PR #602, opened 2025-03-08
Show user permissions and user audit trail

ashleysmithTTD:
Test Plan:

-Test that viewing a UID2 support person does not show all participants
-Test that viewing a user with only Admin and Operations shows their participants.  Test a user with a single participant and with multiple participants (make sure there is a dateApproved column not null when testing)
-Test that viewing a user with no audit logs works
-Test viewing your own user that probably has a lot of audit logs that scrolling and paging works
++++++++++
The task:
Each entry above must be retyped exactly.

Solution:
PR #602, opened 2025-03-08
Show user permissions and user audit trail

ashleysmithTTD:
Test Plan:

-Test that viewing a UID2 support person does not show all participants
-Test that viewing a user with only Admin and Operations shows their participants.  Test a user with a single participant and with multiple participants (make sure there is a dateApproved column not null when testing)
-Test that viewing a user with no audit logs works
-Test viewing your own user that probably has a lot of audit logs that scrolling and paging works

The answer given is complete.